The evolutionarily conserved eukaryotic arginine attenuator peptide regulates the movement of ribosomes that have translated it.

Z Wang1, P Fang, M S Sachs.   

Abstract

Translation of the upstream open reading frame (uORF) in the 5' leader segment of the Neurospora crassa arg-2 mRNA causes reduced initiation at a downstream start codon when arginine is plentiful. Previous examination of this translational attenuation mechanism using a primer-extension inhibition (toeprint) assay in a homologous N. crassa cell-free translation system showed that arginine causes ribosomes to stall at the uORF termination codon. This stalling apparently regulates translation by preventing trailing scanning ribosomes from reaching the downstream start codon. Here we provide evidence that neither the distance between the uORF stop codon and the downstream initiation codon nor the nature of the stop codon used to terminate translation of the uORF-encoded arginine attenuator peptide (AAP) is important for regulation.

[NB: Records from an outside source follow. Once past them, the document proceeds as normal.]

PR #1406, opened 2022-09-08
fix: publishercard in lnurlpay screen

im-adithya:

The recent PR has changed the prop values in the LNURLPay screen which caused this:

Screenshot from 2022-09-08 18-31-41

This PR corrects it to this:

Screenshot from 2022-09-08 18-33-08

### Checklist


escapedcat:
We talked, I assume this will be updated

src/app/components/PublisherCard/index.tsx
```diff
@@ -23,6 +23,10 @@ export default function PublisherCard({
   isSmall = true,
   children,
 }: Props) {
+  if (!title) {
+    title = description as string;
```
bumi, line 27: 👍

src/app/screens/LNURLPay/index.tsx
```diff
@@ -275,8 +276,8 @@ function LNURLPay() {
     return (
       <Container maxWidth="sm">
         <PublisherCard
-          title={getRecipient()}
-          description={navState.origin?.description}
+          title={navState.origin?.name as string}
```
escapedcat, line 279: Why do we need the `as` here? It can be undefined because i.e. via "Send" we do not have an origin, right?
Why forcing this to be a string then?
Same question for similar places in this PR.

If this is related to above...:
```ts
  if (!title) {
    title = description as string;
```
...why can't we make `title` optional and handle this in the screen here?

Just some thoughts. Happy to pair.

p.s.
The `PublisherCard` component seems to be quite crucial and used in a lot of places in different ways. Would be nice to add some unit-tests for that (later on).

escapedcat (approved):

Issue #1333, opened 2022-08-25
Error message shown twice


MoritzKa:
### Describe the bug
When payment the payment failed; status code 400 is shown twice in the pop-up screen

### Screenshots (If Any)

![image](https://user-images.githubusercontent.com/13707997/186592474-ab52e7dc-e469-45b5-8b60-ef8e9d43062a.png)

### To Reproduce

E.g. keysend payment to an offline node.

### Expected behavior

One instead of two error messages.

### Alby information

- Alby Version: 1.13
- Alby installed through [e.g. installed through the browser stores, installed manually]
- Wallet connected with Alby [e.g. LND, BlueWallet LNDhub]

### Device information [optional]:

- OS: Windows
- Browser Chrome
- Browser Version 104

### Are you working on this issue?

_(Yes/No)_

MoritzKa:
same here: 2x error message.

![image](https://user-images.githubusercontent.com/13707997/186686957-fedcb837-55dd-45ca-aeae-b6ae402e29f7.png)

bumi:
we need to check if this one can be removed: https://github.com/getAlby/lightning-browser-extension/blob/master/src/common/lib/utils.ts#L31

If we always catch the errors when we do the `api.*` or `utils.call` calls.

PR #1408, opened 2022-09-09
fix: remove error toast from utils.call

im-adithya:

Removes the toast from being called in the utils function itself as in some places we again check if there's an error and add a _second_ toast.

### Link this PR to an issue

#1333

### How has this been tested?

Manually

### Checklist


bumi:
ok, so in all instances where we use utils.call or api.[something] we catch the error and potentially show the toast if needed?

im-adithya:
Yes! And also, we can't generalize it as some connector pages use a custom toast component to show an error instead of toast

escapedcat (approved):
utACK

Issue #1379, opened 2022-09-01
UX/UI: align "Send" screens


escapedcat:
### Is your feature request related to a problem?

Currently all "Send" screens look similar but different. This is partly related to different info that is available to be displayed and partly to code-inconsistencies.

### Describe the solution you'd like

A general solution which can be used for all these screens.
This will hopefully:
- align the UI/UX
- reduce code because we can re-use the same "component" for all screens

Related to:
- https://github.com/fiatjaf/lnurl-rfc/blob/luds/09.md

### Are you working on this?

No

## Screenshots

1. Keysend (payment directly to a node)
    - Start (non-prompt)
        <img width="250" src="https://user-images.githubusercontent.com/1016218/187887989-b22596f2-8d27-4502-9c65-036bc1052d12.png" />
    - Success (non-prompt only)
        <img width="250" src="https://user-images.githubusercontent.com/1016218/187888365-188e1b39-dda6-4212-ab1d-dcb53dc93651.png" />
1. Withdraw
    - Start (prompt)
        <img width="250" src="https://user-images.githubusercontent.com/1016218/187889380-18e15fc5-1101-46e1-abf9-8e5d3a61fe6a.png" />
    - Start (non-prompt)
        <img width="250" src="https://user-images.githubusercontent.com/1016218/187889287-d532ee09-9327-4976-a21b-0afb93f0a277.png" />
    - Success (non-prompt only)
        <img width="250" src="https://user-images.githubusercontent.com/1016218/187889543-cc6e466d-a8c6-47ab-9a6d-ba7cbb46a92f.png" />
1. Channel
    - Start (prompt)
        <img width="250" src="https://user-images.githubusercontent.com/1016218/187889646-e697981a-67c1-4eb9-bac3-45f6e1717773.png" />
    - Start (non-prompt)
        <img width="250" src="https://user-images.githubusercontent.com/1016218/187889752-a0a1e10f-02df-4316-8af9-4346c4bf1c68.png" />
    - Success (non-prompt only)
        <img width="250" src="https://user-images.githubusercontent.com/1016218/187889991-0c488942-9af7-4b25-b6ed-5f8844f79e03.png" />
          - `nodeId` can be rather long
          - `k1` is "random or non-random string to identify the user's LN WALLET when using the callback URL"
1. Auth
    - Start (prompt)
[...]

Issue #1391, opened 2022-09-05
Use identicons 


bumi:
### Is your feature request related to a problem? Please describe

Currently we use one fixed default image (which looks actually like an identicon).
To make that image more useful and actually something unique per website/recipient we can use an identicon. 

Identicons provide a visual identifier for the website. 

### Describe the solution you'd like

We can use this one for example and dynamically generate the image: https://www.npmjs.com/package/identicon.js

escapedcat:
Won't do

PR #1409, opened 2022-09-09
fix: remove default image in publisher card

im-adithya:

Removes the default image whenever there isn't one.
[It still shows up when there's an error in loading the image, though]

### Link this PR to an issue

#1379 

Screenshot from 2022-09-09 13-11-27

<p>

</p>

### How has this been tested?

Manually

### Checklist

### DIFF
--- a/src/app/components/PublisherCard/index.tsx
+++ b/src/app/components/PublisherCard/index.tsx
@@ -32,25 +32,29 @@ export default function PublisherCard({
       className={classNames(
         isSmall ? "p-2" : "flex-col justify-center p-4",
         isCard && "drop-shadow rounded-lg mt-4",
+        !image && "py-8",
         "flex items-center bg-white dark:bg-surface-02dp"
       )}
     >
-      <img
-        className={`m-2 shrink-0 bg-white border-solid border-2 border-white object-cover rounded-lg shadow-2xl ${
-          isSmall ? "w-14 h-14 mr-4" : "w-20 h-20"
-        }`}
-        src={image || DEFAULT_IMAGE}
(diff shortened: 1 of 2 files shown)


bumi:
is this decided by @dvoroneca 
because we also have the #1391 idea, don't we?

bumi:
ok, good if it's a design decision +1

We can load the image from the LNURL-pay metadata response (similar to the recipient).

With the new tipping page for Alby users where they also can upload images this could fit.

https://github.com/fiatjaf/lnurl-rfc/blob/luds/06.md#wallet-to-service-interaction-flow

that should be something like: 

```js
  function getImage {
    if (!details?.metadata) return;

    try {
      const metadata = JSON.parse(details.metadata);
      const image = metadata.find(
        ([type]: [string]) => type === "image/png;base64" || type === "image/jpeg;base64"
       );

      if (image) return image[1];
    } catch (e) {
      console.error(e);
    }
  }

// or DRY with the identifier:

function findLnurlMetadata(key) {
  if (!details?.metadata) return;

    try {
      const metadata = JSON.parse(details.metadata);
      return metadata.find(
        ([type]: [string]) => type === key
       );
    } catch (e) { 
      console.error(e);
    }
}

function getImage {
  const image = findLnurlMetadata("image/png;base64") || findLnurlMetadata("image/jpeg;base64");
  if (image) return image[1];
}
```

escapedcat (approved):
utACK

escapedcat:
Tested, please rebase and I merge

im-adithya:
Done!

Furthermore, translation of the AAP coding region regulates synthesis of the firefly luciferase polypeptide when it is fused directly at the N terminus of that polypeptide. In this case, the elongating ribosome stalls in response to Arg soon after it translates the AAP coding region. Regulation by this eukaryotic leader peptide thus appears to be exerted through a novel mechanism of cis-acting translational control.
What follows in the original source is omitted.